→ **Brief**: Read the records below and report each line in which "added" occurs.

====

PR #903, opened 2023-04-20
OAK-10196: switch oak-store-document to shaded guava

reschke:


oak-store-document/src/test/java/org/apache/jackrabbit/oak/plugins/document/mongo/CacheInvalidationIT.java
```diff
@@ -39,7 +39,7 @@
 import org.junit.Before;
 import org.junit.Test;
 
-import static com.google.common.collect.Iterables.*;
+import static org.apache.jackrabbit.guava.common.collect.Iterables.*;
```
rishabhdaim, line 42: could you please import them individually

reschke: No. I'm not going to make any edits that will make the change bigger than necessary.

I agree that wildcard imports are bad, but if we want to change them, that should be done as part of a separate issue.

rishabhdaim (approved):

PR #1090, opened 2023-08-30
OAK-8646 : Clean up changes from orphaned branch commits

stefan-egli:

PR #1111, opened 2023-09-11
OAK-8646 : added metrics for unmergedbranch commits & improved junit coverage

rishabhdaim:


stefan-egli (approved):
+1, let's merge this.

A few after the fact comments:
* I would have preferred to get #1090 done before adding metrics on top. Reason is that the way it's done now breaks the git PR review process and makes it virtually impossible to properly address PR review comments therefore - besides making the review itself unnecessarily much harder.
* Different people might have different preferences when it comes to "stream type processing". As of now, some of the review comments in #1090 have been piggybacked into the #1111 directly, without awaiting PR review comments. So from the current state we'd have to revert it first in this PR were we to revisit that aspect. For this reason I believe it's fine, let's merge this. But there might have been a possibility to discuss pros/cons or just revisit that aspect - which I believe with the #1090 / #1111 mixup was made impossible. That would be another reason for preference of doing PRs sequentially, not combined. 

But overall I think let's merge and then revisit the state in the feature branch if needed.

stefan-egli:
> SonarCloud Quality Gate failed.    Quality Gate failed

maybe we can try to fix that...

rishabhdaim:
> > SonarCloud Quality Gate failed.    Quality Gate failed
> 
> maybe we can try to fix that...

Fixed in https://github.com/apache/jackrabbit-oak/pull/1111/commits/88db3b02bf7ec851db057694663e42bfbd4b1b86

PR #1112, opened 2023-09-11
OAK-6759: Convert oak-blob-cloud-azure to OSGi R6 annotations

reschke:


mbaedke (commented):
LGTM, though I don't understand why the ConfigurationPolicy is REQUIRE. It has been before, so I suppose it's fine.

PR #1121, opened 2023-09-14
OAK-10448 Convert o.a.j.api.security.user.Query back to ConsumerType

kwin:


reschke:
You're the expert; I'll trust you. Do we need to have a second look at the other classifications as well?

reschke (approved):

kwin:
@reschke Sure, a second look always helps, although I assumed that this happened in the context of reviewing https://github.com/apache/jackrabbit-oak/pull/948 :-)

PR #1135, opened 2023-09-29
OAK-10463: Retrieve flatFileStore for indexing from baseFlatFileStore

tihom88:


oak-commons/src/main/java/org/apache/jackrabbit/oak/commons/sort/ExternalSort.java
```diff
@@ -460,11 +602,21 @@ public static <T> File sortAndSave(List<T> tmplist,
...
      */
     public static <T> File sortAndSave(List<T> tmplist,
                                        Comparator<T> cmp, Charset cs, File tmpdirectory,
-                                       boolean distinct, Compression algorithm, Function<T, String> typeToString) throws IOException {
-        Collections.sort(tmplist, cmp);
+                                       boolean distinct, Compression algorithm,
+                                       Function<T, String> typeToString,
+                                       @Nullable Predicate<T> filterPredicate
+    ) throws IOException {
+        if ( filterPredicate == null){
```
amit-jain: Isn't this at odds with how the predicate is intended to be used? All other places predicate t -> true is added to retain all elements (Line 423) but here it is removing. 

Should be changed as below (lambda in removeIf is unneccasary) 

`if (filterPredicate != null) {
    tmplist.removeIf(filterPredicate.negate());
}
Collections.sort(tmplist, cmp);`

amit-jain (changes requested):

oak-commons/src/main/java/org/apache/jackrabbit/oak/commons/sort/ExternalSort.java
```diff
@@ -410,11 +536,19 @@ public static File sortAndSave(List<String> tmplist,
...
+     * @param filterPredicate
+     *            predicate to filter out data which need to be sorted
      */
+    public static File sortAndSave(List<String> tmplist,
+                                       Comparator<String> cmp, Charset cs, File tmpdirectory,
+                                       boolean distinct, boolean usegzip, Predicate<String> filterPredicate) throws IOException {
+        return sortAndSave(tmplist, cmp, cs, tmpdirectory, distinct, usegzip, identity(), filterPredicate);
+    }
+
     public static File sortAndSave(List<String> tmplist,
```
amit-jain, line 547: Not sure why this method uses List<String> and a couple others but all other methods use List<T>. These methods may have been already available. I didn't see any usage of these withink Oak. Maybe mark them deprecated?

tihom88: As this is from external code. So I didn't removed this. But yes there are methods we don't use.

oak-commons/src/main/java/org/apache/jackrabbit/oak/commons/sort/ExternalSort.java
tihom88: I will add another comment here but adding it here can lead to creation of many empty files.

> 
                       We are setting filterPredicate as null as we already filtered the results based
                       on filterPredicate and there is no need to again filter in sortAndSave method.
                        Another reason to do it here is to avoid creating empty files in sortAndSave
                        method as filtering remove all entries in tmplist.
                     
This is the reason I added this null check. Refer https://github.com/apache/jackrabbit-oak/blob/f3c434e4206db5a35335d809eb6e8f51757f67cd/oak-commons/src/main/java/org/apache/jackrabbit/oak/commons/sort/ExternalSort.java#L436

amit-jain: null check is not a problem but the usage of the filter predicate is ` tmplist.removeIf(t -> filterPredicate.test(t));`. Also a change for simplification and clarity

tihom88: Updated code. Also updated comment above, please have a look at it.

oak-commons/src/main/java/org/apache/jackrabbit/oak/commons/sort/ExternalSort.java
```diff
@@ -460,11 +603,20 @@ public static <T> File sortAndSave(List<T> tmplist,
      * @param typeToString
      *        function to map string to custom type. User for coverting line to custom type for the
      *        purpose of sorting
+     * @param filterPredicate
```
amit-jain, line 605: Can we clarify this to say that (filter out comes out as removing to me but here we negate the keep predicate)
`predicate to keep relevant data which need to be sorted`

amit-jain (approved):
lgtm! suggested a javadoc improvement

PR #1136, opened 2023-10-02
OAK-10458 - Set LZ4 as the default compression algorithm for the indexing job.

nfsantos:
Additionally, since the configuration of the compression algorithm is read from multiple classes, centralize this logic in IndexStoreUtils.


oak-run-commons/src/main/java/org/apache/jackrabbit/oak/index/indexer/document/flatfile/FlatFileNodeStoreBuilder.java
```diff
@@ -130,7 +131,7 @@ public class FlatFileNodeStoreBuilder {
     private Predicate<String> pathPredicate = path -> true;
 
     private final boolean compressionEnabled = Boolean.parseBoolean(System.getProperty(OAK_INDEXER_USE_ZIP, "true"));
-    private final boolean useLZ4 = Boolean.parseBoolean(System.getProperty(OAK_INDEXER_USE_LZ4, "false"));
+    private final boolean useLZ4 = Boolean.parseBoolean(System.getProperty(OAK_INDEXER_USE_LZ4, DEFAULT_OAK_INDEXER_USE_LZ4));
     private final Compression algorithm = compressionEnabled ? (useLZ4 ? new LZ4Compression() : Compression.GZIP) :
```
nit0906: Should we move the logic to read the system prop for compression to some util class - maybe IndexStoreUtils - assuming this would also be needed for the TreeFS builder later on ?

reschke: Note that we have https://www.javadoc.io/doc/org.apache.jackrabbit/oak-commons/latest/org/apache/jackrabbit/oak/commons/properties/SystemPropertySupplier.html

nfsantos: > Should we move the logic to read the system prop for compression to some util class - maybe IndexStoreUtils - assuming this would also be needed for the TreeFS builder later on ?

I created static methods in IndexStoreUtils to read the compression configuration, the logic is all there.

nfsantos: > Note that we have https://www.javadoc.io/doc/org.apache.jackrabbit/oak-commons/latest/org/apache/jackrabbit/oak/commons/properties/SystemPropertySupplier.html

I was not aware of this class, it's a useful class. I will use it in future but I'd rather not introduce more changes in this PR.

nit0906 (approved):

oak-run-commons/src/main/java/org/apache/jackrabbit/oak/index/indexer/document/indexstore/IndexStoreUtils.java
```diff
@@ -39,6 +40,23 @@
...
+
+    public static boolean compressionEnabled() {
+        return Boolean.parseBoolean(System.getProperty(OAK_INDEXER_USE_ZIP, "true"));
+    }
+
+    public static boolean useLZ4() {
+        return Boolean.parseBoolean(System.getProperty(OAK_INDEXER_USE_LZ4, "true"));
+    }
+
+    public static Compression compressionAlgorithm() {
```
steffenvan, line 54: Small thing, but I think this looks a bit simpler:
```java
public static Compression compressionAlgorithm() {
    if (!compressionEnabled()) {
        return Compression.NONE;
    }
    return useLZ4() ? LZ4_INSTANCE : Compression.GZIP;
}
```

Perhaps we could also add a comment like: `LZ4 takes precedence over GZIP if both are enabled.`

oak-run-commons/src/main/java/org/apache/jackrabbit/oak/index/indexer/document/indexstore/IndexStoreUtils.java
```diff
@@ -39,6 +40,23 @@
 public class IndexStoreUtils {
     public static final String METADATA_SUFFIX = ".metadata";
 
+    public static final String OAK_INDEXER_USE_ZIP = "oak.indexer.useZip";
+    public static final String OAK_INDEXER_USE_LZ4 = "oak.indexer.useLZ4";
+
+    public static boolean compressionEnabled() {
```
steffenvan, line 46: I think this is slightly ambiguous. It seems like USE_ZIP has two meanings: whether to enable compression **and** use GZIP to compress? But LZ4 only indicates whether we use LZ4. So if we disable ZIP but enable LZ4, it wouldn't be used. On the other hand, if we enable ZIP, we will use compression *and* GZIP.

steffenvan, line 46: I think this is slightly ambiguous. It seems like USE_ZIP has two meanings: whether to enable compression **and** use GZIP to compress? But LZ4 only indicates whether we use LZ4. So if we disable ZIP but enable LZ4, it wouldn't be used. On the other hand, if we enable ZIP, we will use compression *and* GZIP.

oak-run-commons/src/main/java/org/apache/jackrabbit/oak/index/indexer/document/indexstore/IndexStoreUtils.java
nfsantos: Done.

oak-run-commons/src/main/java/org/apache/jackrabbit/oak/index/indexer/document/indexstore/IndexStoreUtils.java
nfsantos: Yes, I agree, it's not very clear. I would prefer to have a single property, like: `oak.indexer.flatfilestore_compression = [none | gzip | lz4]`. But that is a bigger change, as it would change the public API of this class, breaking any clients that are relying on the current variable names. Probably it's worth to do it to reduce technical debt sometime in the future, but we should not piggy back it in an unrelated PR.

dalbani: > But that is a bigger change, as we would have to update helm charts and bootstrap rules.

Hum, interesting, it's the first that see a _Helm chart_ being mentioned in relation with Oak.  
I'm curious: is there a such a chart which is publicly available?

nfsantos: Not that I'm aware. My comment should not have mentioned helm charts, which is something we use internally, it should instead have been about breaking public APIs. I rephrased the comment. Thanks for the remark.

====

→ **Your solution**:
OAK-8646 : added metrics for unmergedbranch commits & improved junit coverage
amit-jain: Isn't this at odds with how the predicate is intended to be used? All other places predicate t -> true is added to retain all elements (Line 423) but here it is removing. 
This is the reason I added this null check. Refer https://github.com/apache/jackrabbit-oak/blob/f3c434e4206db5a35335d809eb6e8f51757f67cd/oak-commons/src/main/java/org/apache/jackrabbit/oak/commons/sort/ExternalSort.java#L436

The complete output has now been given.